The resurgence of PostgreSQL as a robust message queue platform has gained momentum with extensions like pgmq, which enables lightweight queueing directly within Postgres databases. This approach is particularly appealing for teams using Supabase or self-managed Postgres instances seeking to minimize infrastructure complexity. However, developer Tiago Santos identified a critical gap: no Node.js library existed to handle message consumption, processing workflows, and error handling for pgmq implementations.

Santos' solution—consumer-pgmq—fills this void with an elegant Node.js module that abstracts message polling and processing. The standout feature? Configurable dead letter queue (DLQ) support, a reliability mechanism essential for production systems. Here's how it works:

const { Consumer } = require('consumer-pgmq');

const consumer = new Consumer({
  connection: { /* Postgres config */ },
  queue: 'tasks',
  maxAttempts: 2, // Retry twice before DLQ
  handler: async (msg) => {
    if (msg.body.shouldFail) throw new Error('Processing failed!');
    return { status: 'success' };
  }
});

consumer.start();

When a message processing attempt fails, the module automatically:
1. Retries according to maxAttempts (e.g., 2 retries)
2. On final failure, moves the message to a dedicated _dlq suffix queue (e.g., tasks_dlq)
3. Preserves original message metadata for debugging

"This moves PostgreSQL queues closer to feature parity with dedicated systems like RabbitMQ," observes Santos. "Developers get transactional safety from Postgres plus essential resilience patterns without new infrastructure."

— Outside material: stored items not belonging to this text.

PR #1810, opened 2019-07-27
Add VNode.constructor to src/internal.d.ts

38elements:
This adds `VNode.constructor` to type definition.


src/internal.d.ts
```diff
@@ -52,6 +52,7 @@ export interface VNode<P = {}> extends preact.VNode<P> {
 	 */
 	_lastDomChild: PreactElement | Text | null;
 	_component: Component | null;
+	constructor: undefined;
```
38elements: https://github.com/preactjs/preact/blob/b4e059ad00ff2d4dc71b0d69d4a148a204da6d5f/src/create-element.js#L66

Issue #1811, opened 2019-07-27
JSX type definition in Preact 8 is moved into preact namespace or JSX type definition is added to global for compatibility 


38elements:
The namespace of JSX was changed.
This is breaking change.
I think that it is better to specify in the release notes.

https://github.com/preactjs/preact/blob/b4e059ad00ff2d4dc71b0d69d4a148a204da6d5f/src/index.d.ts#L6-L8

https://github.com/preactjs/preact/blob/3aaa578270c0c6cd1fb7f5cf992737eec2934433/src/preact.d.ts#L168-L170

To solve the following issue, I think that it is better to add JSX type definition to global.

https://github.com/developit/unistore/pull/158

I think it is better that JSX type definition in global  be deprecated.

ForsakenHarmony:
> To solve the following issue, I think that it is better to add JSX type definition to global.

> I think it is better that JSX type definition in global be deprecated.

So uhh which one are you asking for?

global was removed because it conflicted with react

38elements:
> So uhh which one are you asking for?

JSX is added to global.
And JSX exists global until Preact 8 support is terminated.

38elements:
I think it is better that JSX type definition in Preact 8 is moved into preact namespace.

ForsakenHarmony:
Release in v8.5.0

aMarCruz:
Great, now prting my 8.x preact app to 10 breaks my toolchain because "JSX element implicitly has type 'any' because no interface 'JSX.IntrinsicElements' exists".

![image](https://user-images.githubusercontent.com/6636980/63655883-2c3e3c80-c753-11e9-9b99-13b848cd8e97.png)

Using @types/react fixes this issue but breaks other things, I'm not using preact/compat.

38elements:
In 8.4.x, JSX exists in global namespace.
In 8.5+, JSX exists in global namespace and preact namespace.
In 10, JSX exists in preact namespace.

PR #1818, opened 2019-07-30
JSX type definition in Preact 8 is moved into preact namespace

38elements:
This is related to #1811.

### DIFF
--- a/src/preact.d.ts
+++ b/src/preact.d.ts
@@ -936,3 +936,777 @@ type Defaultize<Props, Defaults> =
 			// Include the remaining properties from Props
 			& Pick<Props, Exclude<keyof Props, keyof Defaults>>
 		: never;
+
+declare global {
+	namespace JSX {
+		interface Element extends preact.VNode<any> {
+		}
+
+		interface ElementClass extends preact.Component<any, any> {
+		}
+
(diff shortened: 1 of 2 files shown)


src/preact.d.ts
```diff
@@ -154,18 +154,7 @@ declare namespace preact {
...
-type Defaultize<Props, Defaults> =
-	// Distribute over unions
-	Props extends any
-		? 	// Make any properties included in Default optional
-			& Partial<Pick<Props, Extract<keyof Props, keyof Defaults>>>
-			// Include the remaining properties from Props
-			& Pick<Props, Exclude<keyof Props, keyof Defaults>>
-		: never;
 
-declare global {
```
ForsakenHarmony: removing it would probably be a breaking change, I guess we'll need both and the only way to do it might be to copy paste

38elements:
@ForsakenHarmony 
Thank you for reviewing.
I changed this.

ForsakenHarmony:
cc @pmkroeker

pmkroeker:
Looks good to me!

ForsakenHarmony:
Released in v8.5.0

38elements:
@ForsakenHarmony @pmkroeker 
Thanks.

PR #1821, opened 2019-07-31
Remove a duplicate test in render tests

OrKoN:
It looks like `should render nothing node given null` and `should not render null` are testing the same thing. Perhaps it's worth removing one of them. It might be that `scratch.childNodes` and `scratch.innerHTML` checks are not equivalent though, but they look the same to me.

### DIFF
--- a/test/browser/render.test.js
+++ b/test/browser/render.test.js
@@ -44,12 +44,6 @@ describe('render()', () => {
 		logCall(Element.prototype, 'remove');
 	});
 
-	it('should render nothing node given null', () => {
-		render(null, scratch);
-		let c = scratch.childNodes;
-		expect(c).to.have.length(0);
-	});
-
 	it('should render an empty text node given an empty string', () => {
 		render('', scratch);
 		let c = scratch.childNodes;


cristianbote:
Hey thanks for opening this PR. Well, we could argue that `render(null, scratch)` should be checked that it doesn't render anything and also that doesn't create empty children. Take this example:

```js
const div = document.createElement("div");
div.appendChild(document.createTextNode("")); // empty text node

div.innerHTML === ""; // true ✅ 
div.childNodes.length; // 1 <-- oops 🔴  
```
So, we still need that test case in order to properly handle the case were children could be created with empty text.

ForsakenHarmony:
should we merge the tests then?

cristianbote:
@ForsakenHarmony indeed! 😄 we could totally do that. @OrKoN are you ok with that? Would you like to (re)open the PR with both of the assertion in one case?

OrKoN:
@cristianbote yes, it might be that also the 4 tests after `should not render null` might need to check for child nodes. What do you think?

P.S. I am on vacation now, will take a look in a week, greets from Italy!

ForsakenHarmony:
Yeah enjoy your vacation first 🎉

Issue #1806, opened 2019-07-26
10.0.0-rc.0 portal render differs from React when portal container element has existing children


rmales:
Hi,

I noticed that when using a portal in Preact the portal content is mounted in a different order compared to React when the portal container has existing child nodes. In Preact its prepended while in React its appended.
Example: https://codesandbox.io/s/patient-dream-0b83r

I also noticed that on rerender the existing child nodes are removed in Preact, but maybe that issue is fixed by https://github.com/preactjs/preact/pull/1781 (is there a way to test that commit in CodeSandbox)?

Thanks,
Richard

JoviDeCroock:
Oh, that would be my mistake then, thought React prepended as well. Will fix that later thanks for the issue report!

PR #1971, opened 2019-10-03
Append portal node to container instead of prepend

toraora:
This fixes the issue described in #1806. Expected test outcomes were
generated by taking the test code and running it with React instead of
Preact.

### DIFF
--- a/compat/test/browser/portals.test.js
+++ b/compat/test/browser/portals.test.js
@@ -76,7 +76,7 @@ describe('Portal', () => {
 
 		toggle();
 		rerender();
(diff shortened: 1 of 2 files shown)


compat/test/browser/portals.test.js
```diff
@@ -452,6 +452,6 @@ describe('Portal', () => {
 
 		toggle();
```
JoviDeCroock: For sanity's sake could you duplicate this test with `<Modal open={open}>Hello</Modal>` as firstChild, I remember trying to avoid `append` for some reason if that works out I'll test something myself and else approve the PR

toraora: Added the test

PR #1974, opened 2019-10-03
(feat) - queue effects for dom correctness

JoviDeCroock:
Could use an extra pair of eyes for that last test

### DIFF
--- a/test/browser/hooks/useEffect.test.js
+++ b/test/browser/hooks/useEffect.test.js
@@ -32,13 +32,12 @@ describe('useEffect', () => {
 			return null;
 		}
 
-		render(<Comp />, scratch);
-		render(<Comp />, scratch);
+		act(() => {
+			render(<Comp />, scratch);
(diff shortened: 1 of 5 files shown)


test/browser/hooks/useEffect.test.js
```diff
@@ -32,13 +32,12 @@ describe('useEffect', () => {
...
-		render(<Comp />, scratch);
-
-		expect(cleanupFunction).to.be.not.called;
-		expect(callback).to.be.calledOnce;
+		act(() => {
+			render(<Comp />, scratch);
+			render(<Comp />, scratch);
+		});
 
-		render(<Comp />, scratch);
```
JoviDeCroock: I'm honestly scared because act is now a hard requirement for useEffect which it wasn't before... This could break some tests :(

andrewiggins: Yea, agreed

The implementation addresses two pain points in message-driven architectures:
- Poison pill messages: Malformed payloads no longer indefinitely block queues
- Transient failure recovery: Network blips or temporary dependencies won't cause permanent data loss

While pgmq itself provides basic queue operations, consumer-pgmq introduces crucial semantics for real-world applications:
- At-least-once delivery guarantees
- Backoff strategies for retries
- Visibility into failed messages via DLQ inspection

Santos' module is open-sourced on GitHub and available via npm. For teams standardizing on Postgres for application infrastructure, this eliminates a significant barrier to adopting database-native message queues in Node.js microservices.

The convergence of PostgreSQL's reliability with modern queueing patterns signals a shift: increasingly, developers are choosing transactional databases over specialized brokers for simplicity. With tools like consumer-pgmq, that choice doesn't require sacrificing essential messaging safeguards.